Exercise objective ->
Transcribe all of the records exactly, leaving every line as it is.

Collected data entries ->
PR #135, opened 2021-01-13
Hdfio fix getitem

niklassiemer:
Closes #134

PR #149, opened 2021-01-18
Fix getitem hdfio

### LINKED ISSUE #148: FileHDFio should not return HDF object at /
With my current changes I introduced a new, maybe more severe, bug.
```
from pyiron import Project
pr = 'test'
job = pr['some_job_node']
job['..'] 
```
returns  `{'groups': ['some_job_node'], 'nodes': []}` of a ProjectHDFio.

My fault was to assume that
```
hdf=FileHDFio(file_name='test')
new_hdf = hdf['some_group']
old_hdf = new_hdf['..']
isinstance(old_hdf,hdf.__class__)
```
should be True.

niklassiemer:
closes #148

### DIFF
--- a/pyiron_base/generic/hdfio.py
+++ b/pyiron_base/generic/hdfio.py
@@ -838,11 +838,11 @@ class FileHDFio(object):
                     )
                 # print('h5_path=', self.h5_path, 'item=', item, 'item_abs_lst=', item_abs_lst)
                 if (
-                        (item_abs_lst[0] == ".." or item_abs_lst[0] == ".") and len(item_abs_lst) == 1
+                        item_abs_lst[0] == "." and len(item_abs_lst) == 1
                 ):  # leaving the HDF5 file
                     return self._create_project_from_hdf5()
                 elif item_abs_lst[0] == "..":
-                    return self._create_project_from_hdf5()["/".join(item_abs_lst[1:])]
+                    return self._create_project_from_hdf5()["/".join(item_abs_lst)]
                 else:
                     hdf_object = self.copy()
                     hdf_object.h5_path = "/".join(item_abs_lst[:-1])
--- a/pyiron_base/generic/hdfio.py
+++ b/pyiron_base/generic/hdfio.py
@@ -828,9 +828,13 @@ class FileHDFio(object):
                         return obj
                 raise ValueError("Unknown item: {}".format(item))
             else:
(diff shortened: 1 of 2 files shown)


jan-janssen:
As far as I understand this reverts some of the changes in https://github.com/pyiron/pyiron_base/pull/135 . I know that our current unit tests are not sufficient, but I want to make sure that these are the last changes and that we do not have to update it again next week. So I am wondering can we make it more explizit to make this section easier to understand for new user?

niklassiemer:
Absolutely true. I will try to add a few comments in the source to make clear what is going on and why a `FileHDFio` at the root path is nothing which should not be returned by `__getitem__`. Also the new unit tests should be clearer.

niklassiemer:
Actually, I just saw, that `rewrite_hdf5` does not work at the level of a `FileHDFio` level and has to be shifted to `ProjectHDFio`. Also `nodes` and `groups` do not work at the `FileHDFio` level , since they use a `_filter` which is not defined at this level.

niklassiemer:
I added some comments to document what the code does and some additional tests. However, the `test_copy_to` fails (commented out) and I am not sure if I made some mistake in usage or if there is a bug.

pmrv:
It's on my radar, will review after Journal Club.

pmrv:
I traced the error in the test to this

https://github.com/pyiron/pyiron_base/blob/467dee0850505675b3a9defab3442f8aca28c5a0/pyiron_base/generic/hdfio.py#L337

If the `destination.h5_path` is `'/'` then `dest_path` will be `''`, which in turn causes h5py to throw the error.  However the `File` class from h5py doesn't have a documented `copy()` method, so I'm not sure what to properly pass in instead.

jan-janssen:
@niklassiemer - Can you update me on the status of this pull request? I would like to release a new version of `pyiron_base` with the fixed dependencies and I am wondering if it makes sense to wait for this pull request or not.

niklassiemer:
@jan-janssen It fixes the bug and improves the tests in the `FileHDFio` class. Also, the new comments should explain what is done in the `getitem` method (At least I hope so). IMO this can be merged and the 'rest' handled in a follow-up PR, since I did not (yet) managed the `test_copy_to` test to pass. This, however, was also not tested before...

jan-janssen (approved):
Looks good to me - then I would suggest to add the fix in a separate pull request.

Result ->
PR #135, opened 2021-01-13
Hdfio fix getitem

niklassiemer:
Closes #134

PR #149, opened 2021-01-18
Fix getitem hdfio

### LINKED ISSUE #148: FileHDFio should not return HDF object at /
With my current changes I introduced a new, maybe more severe, bug.
```
from pyiron import Project
pr = 'test'
job = pr['some_job_node']
job['..'] 
```
returns  `{'groups': ['some_job_node'], 'nodes': []}` of a ProjectHDFio.

My fault was to assume that
```
hdf=FileHDFio(file_name='test')
new_hdf = hdf['some_group']
old_hdf = new_hdf['..']
isinstance(old_hdf,hdf.__class__)
```
should be True.

niklassiemer:
closes #148

### DIFF
--- a/pyiron_base/generic/hdfio.py
+++ b/pyiron_base/generic/hdfio.py
@@ -838,11 +838,11 @@ class FileHDFio(object):
                     )
                 # print('h5_path=', self.h5_path, 'item=', item, 'item_abs_lst=', item_abs_lst)
                 if (
-                        (item_abs_lst[0] == ".." or item_abs_lst[0] == ".") and len(item_abs_lst) == 1
+                        item_abs_lst[0] == "." and len(item_abs_lst) == 1
                 ):  # leaving the HDF5 file
                     return self._create_project_from_hdf5()
                 elif item_abs_lst[0] == "..":
-                    return self._create_project_from_hdf5()["/".join(item_abs_lst[1:])]
+                    return self._create_project_from_hdf5()["/".join(item_abs_lst)]
                 else:
                     hdf_object = self.copy()
                     hdf_object.h5_path = "/".join(item_abs_lst[:-1])
--- a/pyiron_base/generic/hdfio.py
+++ b/pyiron_base/generic/hdfio.py
@@ -828,9 +828,13 @@ class FileHDFio(object):
                         return obj
                 raise ValueError("Unknown item: {}".format(item))
             else:
(diff shortened: 1 of 2 files shown)


jan-janssen:
As far as I understand this reverts some of the changes in https://github.com/pyiron/pyiron_base/pull/135 . I know that our current unit tests are not sufficient, but I want to make sure that these are the last changes and that we do not have to update it again next week. So I am wondering can we make it more explizit to make this section easier to understand for new user?

niklassiemer:
Absolutely true. I will try to add a few comments in the source to make clear what is going on and why a `FileHDFio` at the root path is nothing which should not be returned by `__getitem__`. Also the new unit tests should be clearer.

niklassiemer:
Actually, I just saw, that `rewrite_hdf5` does not work at the level of a `FileHDFio` level and has to be shifted to `ProjectHDFio`. Also `nodes` and `groups` do not work at the `FileHDFio` level , since they use a `_filter` which is not defined at this level.

niklassiemer:
I added some comments to document what the code does and some additional tests. However, the `test_copy_to` fails (commented out) and I am not sure if I made some mistake in usage or if there is a bug.

pmrv:
It's on my radar, will review after Journal Club.

pmrv:
I traced the error in the test to this

https://github.com/pyiron/pyiron_base/blob/467dee0850505675b3a9defab3442f8aca28c5a0/pyiron_base/generic/hdfio.py#L337

If the `destination.h5_path` is `'/'` then `dest_path` will be `''`, which in turn causes h5py to throw the error.  However the `File` class from h5py doesn't have a documented `copy()` method, so I'm not sure what to properly pass in instead.

jan-janssen:
@niklassiemer - Can you update me on the status of this pull request? I would like to release a new version of `pyiron_base` with the fixed dependencies and I am wondering if it makes sense to wait for this pull request or not.

niklassiemer:
@jan-janssen It fixes the bug and improves the tests in the `FileHDFio` class. Also, the new comments should explain what is done in the `getitem` method (At least I hope so). IMO this can be merged and the 'rest' handled in a follow-up PR, since I did not (yet) managed the `test_copy_to` test to pass. This, however, was also not tested before...

jan-janssen (approved):
Looks good to me - then I would suggest to add the fix in a separate pull request.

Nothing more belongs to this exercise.